The aim of this study is to produce noble-metal-free oxygen reduction reaction (ORR) catalyst via irradiation. Gamma ray irradiation reduction has been utilized to produce N-doped reduced graphene oxide (rGO)-supported iron (Fe)-based catalysts, whose weight percent (wt.%) of Fe loading varies from 10% to 20%. In this study, the physicochemical properties of Fe/N-rGO with various loadings of Fe (10 wt.%, 15 wt.% and 20 wt.%) were explored through X-ray diffraction (XRD), field emission scanning electron microscopy-energy dispersive spectroscopy (FESEM-EDS), Raman spectroscopy and Fourier transform infrared spectroscopy (FTIR). XRD showed that a broad-peak nanocrystallite Fe₂O₃ phase formed. Raman spectroscopy revealed that Fe insertion increased the disordered GO structure. Fourier transform infrared (FTIR) demonstrated that N was functionalized into rGO. FESEM-EDX presented that Fe nanoparticles existed on the wrinkled rGO surface but their amount was low. Linear sweep voltammetry (LSV) was performed with a rotating disk electrode in 0.1 M KOH at a scanning rate of 20 mVs⁻¹ and revolution rates of 400, 900 and 1600 rpm and the corresponding electron transfer numbers were investigated with a Koutecky–Levich model. This model indicated that the number of electron transfers of 20% Fe/N-rGO was above 2 and its performance toward ORR was higher than those of 10% Fe/N-rGO and 15% Fe/N-rGO.

1. Introduction

Oxygen reduction reaction (ORR) at the cathode side of a fuel cell is slow. Its kinetics can be improved with high amounts of Pt-based catalysts but these catalysts increase a fuel cell’s cost. For this reason, new and reliable nonprecious metal ORR catalysts with a performance comparable with that of Pt-based catalysts should be explored. For instance, nitrogen-doped carbon catalysts, which contain iron (Fe), cobalt (Co) and manganese (Mn), are considered the most encouraging Pt/C substitute because of the amplifying and synergistic effects between nitrogen, carbon support and transition metals [1,2,3]. Fe can bond with multiple nitrogen (N) atoms, which change the configuration and characteristics of Fe species, thereby improving the overall catalyst behavior [4]. The efficiency of Fe-based catalysts is strongly affected by the synthesis procedures and the nature of existing heteroatoms. The most prominent synthesis of Fe-based catalysts is pyrolysis, which improves the durability of carbon-based nonprecious catalysts [5,6]. A carbon structure assumes a critical function in deciding the catalytic activity. Hence, appropriate carbon, metal and nitrogen antecedents should be chosen to build an exceptionally alluring catalyst for ORR [7,8]. Graphene as a catalyst support helps increase catalytic activity and durability because of its high explicit surface area (2630 m² g⁻¹) and high electrical conductivity [9,10,11]. Several graphene-type materials, such as graphene oxide (GO), reduced graphene oxide (rGO), carbon nanotube and carbon nanofiber, are used as catalyst supports. Among these catalyst supports, rGO has been the most widely explored; its thermal stability is better than that of GO [12,13]. rGO is derived from GO, which can be produced via chemical and thermal exfoliation, chemical vapor deposition or arc discharge [10,14]. However, these methods are not suitable for producing GO in large quantities. As such, modified Hummer’s method is widely applied to produce GO and hydrazine hydrate is used as a reducing agent to subsequently reduce GO to rGO [15,16].

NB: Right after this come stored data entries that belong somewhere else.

PR #5275, opened 2026-01-15
Various fixes/tweaks for unit tests.

MistakeNot4892:
- Allows bodytypes to skip organ validation (needed for bodytypes that don't implement a full set of organs, like specific prosthetic models).
- Makes category generation more explicit about failures in fusion reaction info.
- Fixes a copypaste error.

### DIFF
--- a/code/modules/bodytype/_bodytype.dm
+++ b/code/modules/bodytype/_bodytype.dm
@@ -89,6 +89,8 @@ var/global/list/bodytypes_by_category = list()
 	var/z_flags              = 0
 	/// Amount to shift overlays when lying. TODO: check if this is still needed with KEEP_TOGETHER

Gamma irradiation has been used to produce different metal, metallic compound and metal oxide nanoparticles [17]. It is an attractive, easy and environment-friendly method of producing graphene-based nanomaterials [18,19]. It also helps reduce metal ions and modifies carbon properties and chemical reactions on surfaces [20,21].

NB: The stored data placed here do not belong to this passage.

PR #5276, opened 2026-01-15
Misc Polneb changes

MistakeNot4892:
Subset of the changes from #5262.


code/game/objects/random/subtypes/tech.dm
```diff
@@ -120,3 +120,20 @@
 		/obj/item/oxycandle
 	)
 	return spawnable_choices
+
+/obj/random/hardsuit
```
out-of-phaze: `/obj/random/hardsuit` exists in `code/game/objects/random/subtypes/suits.dm`

code/game/objects/random/subtypes/food.dm
```diff
@@ -194,3 +194,13 @@
 		/obj/item/food/plumphelmetbiscuit
 	)
 	return spawnable_choices
+
+/obj/random/mug
```
out-of-phaze: in theory this could be better placed next to `/obj/random/drinkingglass` in misc.dm, or that could be moved here. not blocking though

code/game/turfs/floors/subtypes/floor_tiled.dm
```diff
@@ -68,6 +72,10 @@
 	icon_state    = "techfloor_gray"
 	_flooring     = /decl/flooring/tiling/tech
 
+/turf/floor/tiled/techfloor/cryo
+	initial_gas = list(/decl/material/gas/nitrogen = MOLES_CELLSTANDARD)
+	temperature = 73
```
out-of-phaze: i sort of wonder if it might be better to write this as `-200 CELSIUS`, since `73` seems arbitrary whereas it's obvious when written with the celsius macro why it was chosen

code/modules/clothing/masks/smokable.dm
```diff
@@ -135,9 +135,10 @@
 			return
 		lit = TRUE
 		atom_damage_type = BURN
-		if(REAGENT_VOLUME(reagents, /decl/material/liquid/fuel)) // the fuel explodes
+		var/explosive_power = round(REAGENT_VOLUME(reagents, /decl/material/liquid/fuel) / 5, 1)
```
out-of-phaze: this should maybe be generalised to a reagent var? not sure. because like, i remember doing this on lighthouse to allow phoron to burn in cigarettes, and it'd be nice if readding phoron required as few core edits as possible.

code/modules/reagents/chems/chems_medicines.dm
```diff
@@ -30,10 +30,11 @@
 	value = 1.5
 	exoplanet_rarity_gas = MAT_RARITY_EXOTIC
 	uid = "chem_antirads"
+	var/antirad_power = 30
```
out-of-phaze, line 33: this was to readd arithrazine in the baychems modpack, right? makes sense, i think toxins have a similar var for toxin strength. might need to do the same for oxygel so that we can adjust what level of `CE_OXYGENATED` it gives, we support 1-3 but it only ever gives 1.

out-of-phaze (changes requested):

code/modules/reagents/chems/chems_medicines.dm
MistakeNot4892: Yeah, that's from removing dexplus I think.

out-of-phaze (approved):

PR #5277, opened 2026-01-16
Various other Polaris/Cynosure changes.

MistakeNot4892:
Many small atomic commits, should be self-documenting.


code/game/objects/structures/flaps.dm
```diff
@@ -32,7 +33,7 @@
 
 	var/mob/living/M = A
 	if(istype(M))
-		if(M.current_posture.prone && !M.buckled)
+		if(M.current_posture.prone && can_pass_lying)
```
out-of-phaze, line 36: does this mean you can shove a rollerbed through with someone on it now? i figure the buckled check was to avoid exactly that

code/game/objects/items/candelabra.dm
```diff
@@ -49,3 +49,6 @@
 			if(i > length(candles_storage.candle_offsets))
 				break
 	compile_overlays()
+
+/obj/item/candelabra/infinite/WillContain()
```
out-of-phaze, line 53: not sure how to feel about infinite candle/candelabra subtypes. i guess it's fine but it's still Weird to me for stuff that's mapped in to have weird exceptions. (this isn't blocking i just included it with my other comments)

out-of-phaze (changes requested):

code/game/objects/structures/flaps.dm
MistakeNot4892: That seems fine to me particularly considering grabs and crawling are both easier ways to move under that aren't prevented by the check. I dunno, I can readd it if you really want it. Just seems pointless in a post-crawling world.

out-of-phaze (approved):

code/game/objects/items/candelabra.dm
MistakeNot4892: Yeah I'm not totally sure about them either. I could just map unlit candles in instead.

out-of-phaze: not a huge deal but i would personally prefer that

Issue #5011, opened 2025-05-13
Heaters and freezers need to be unified


out-of-phaze:
11 year old `TODO:` comment:
`//TODO: Put this under a common parent type with freezers to cut down on the copypasta`
on `/obj/machinery/atmospherics/unary/freezer` and `/obj/machinery/atmospherics/unary/heater`.

PR #5281, opened 2026-01-23
Unify unary freezers/heaters under a shared type

out-of-phaze:
## Description of changes
Unifies `/obj/machinery/atmospherics/unary/freezer` and `/obj/machinery/atmospherics/unary/heater` under `/obj/machinery/atmospherics/unary/temperature` to reduce code duplication. Most of their code was identical already, so it only required minor changes.
- [x] Tested

Completes #5011.

## Authorship
Me


out-of-phaze:
Noticed some weirdness with the heater overshooting the target temperature by a lot, but that might have already existed and is just an issue when dealing with small gas amounts...?

out-of-phaze:
fixed that issue too

MistakeNot4892 (approved):

Issue #5288, opened 2026-02-04
Fashioning splints/torches (cloth + stick) is not working


Typhin:
#### Description of issue
Using cloth bolts or other items on sticks to create torches or splints does not work.  It brings up the "Do you want to make a torch or a splint?" menu, but then nothing happens.

#### Difference between expected and actual behavior
After making a selection, the item should be crafted, or an error message should explain why it could not be crafted.

#### Steps to reproduce
Make a stick (in-hand crafting from wooden plank)
Have a stack of cloth bolts or other material (at least 3 for Torch, 5 for Splint)
Use material on stick
Select desired item
...Nothing happens.

#### Specific information for locating

`code/game/objects/items/weapons/material/stick.dm:30` has an error in the initial test to determine if a selection has been made and everything is ready to proceed.  When it's testing to ensure the relevant objects still exist, it checks `!QDELETED(src)` but it should be testing without the negation.  As it is, it only attempts to proceed if the stick has been deleted between the click to select a desired product and the selection of a desired product.  Removing the negation allows the creation of items as expected.

#### Length of time in which bug has been known to occur

Shortly after Shaded Hills first appeared in Scav Station, I had discovered the interaction but could not get items to craft.  I then forgot about it until splints were mentioned due to the travois issue and I mentioned splinting broken limbs and stopping bleeding was a way to prevent dragging damage.  Another player mentioned needing a way to craft splints, and that's when I remembered the interaction and began my investigation.

Verified on Nebula/dev.

#### Client version, Server revision & Game ID

Client Version: 516
Server Revision: 1ffd13449104ed6fb8a0b06773fdbbf74c7e545c - dev - 2026-02-04
Game ID: cDT-dAjx
Current map: Tradeship Ocelot Alpha

#### Issue bingo

- [x] Issue could be reproduced at least once
- [x] Issue could be reproduced by different players
- [x] Issue could be reproduced in multiple rounds
- [x] Issue happened in a recent (less than 7 days ago) round
- [x] [Couldn't find an existing issue about this](https://github.com/NebulaSS13/Nebula/issues)

out-of-phaze:
Fixed in #5290.

PR #5289, opened 2026-02-04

In this study, rGO was synthesized using modified Hummer’s method and reduced with hydrazine hydrate. rGO, urea and iron catalyst at different loadings were irradiated with gamma rays to produce N-doped rGO-based Fe catalysts.

2. Materials and Methods

GO was produced via Hummer’s method [18]. In this technique, 3.0 g of graphite powder was combined with 1.5 g of sodium nitrate and 100 mL of concentrated H₂SO₄ in a beaker in an ice bath. Afterward, 12.0 g of KMnO₄ was gradually added to the mixture and temperature was maintained under 5 °C. The mixture was stirred for 24 h. After 24 h, 150 mL of deionized (DI) water was poured gradually into the slurry and mixed for another 24 h. Then, 15 mL of 30 wt.% H₂O₂ was added to the slurry. Finally, the slurry was washed with 5% HCl and DI water multiple times to eliminate the overabundance of metal particles. The obtained brown dispersion was kept in an oven at 90 °C [15].

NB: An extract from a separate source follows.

PR #5292, opened 2026-02-08
Assorted changes from Cynosure branch.

MistakeNot4892:
Commit list should be descriptive.


code/_helpers/visual_filters.dm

At the subsequent stage, GO was reduced with hydrazine hydrate. In this cycle, GO powder was dispersed in DI water (1 mg/mL) and ultrasonicated for 1 h at <50 °C to obtain a homogeneous suspension. Next, 2 mL of hydrazine hydrate was placed in 50 mL of the GO solution and pH was adjusted to 10. This solution was stored in an oven at 90 °C for 24 h. Afterward, the dried rGO powder was washed with DI water and methanol to achieve pH of ~7. The rGO suspension was kept in a hot air oven at 60 °C [22].

The liquid solutions were gamma irradiated under an inert atmosphere at room temperature under the conditions proposed by Park et al. [17]. A solid mixture of rGO and urea was prepared at a mass ratio of 3:1 (rGO:urea) [23]. Gray powder was added to a mixture of DI water and ethanol. Finally, 10%, 15% and 20% of iron (III) nitrate with a mass ratio of 3:1 (rGO:urea) were taken to prepare the solutions for catalyst synthesis. The range and ratios were adopted from Sudarsono et al. [7], Xi et al. [24] and Osmeiri et al. [25]. Afterward, the solutions were ultrasonicated for 30 min. N₂ was purged into the mixture for 15 min and sealed for irradiation. A ⁶⁰Co gamma irradiation source with a total dose of 100 kGy (a dose rate of 2 kGy/h) was used. After irradiation, the mixture was filtered with isopropanol and DI water and dried at room temperature.

A catalyst ink was prepared by mixing 10 μL of 5 wt.% Nafion, 100 μL of DIW, 890 μL of ethanol and 2 mg of catalyst. Then, the ink was dispersed in an ultrasonic sonicator for 30 min to acquire a homogeneous suspension. Next, 10 μL of the suspension was drop cast onto a glassy carbon terminal (GCE) and dried at room temperature [21].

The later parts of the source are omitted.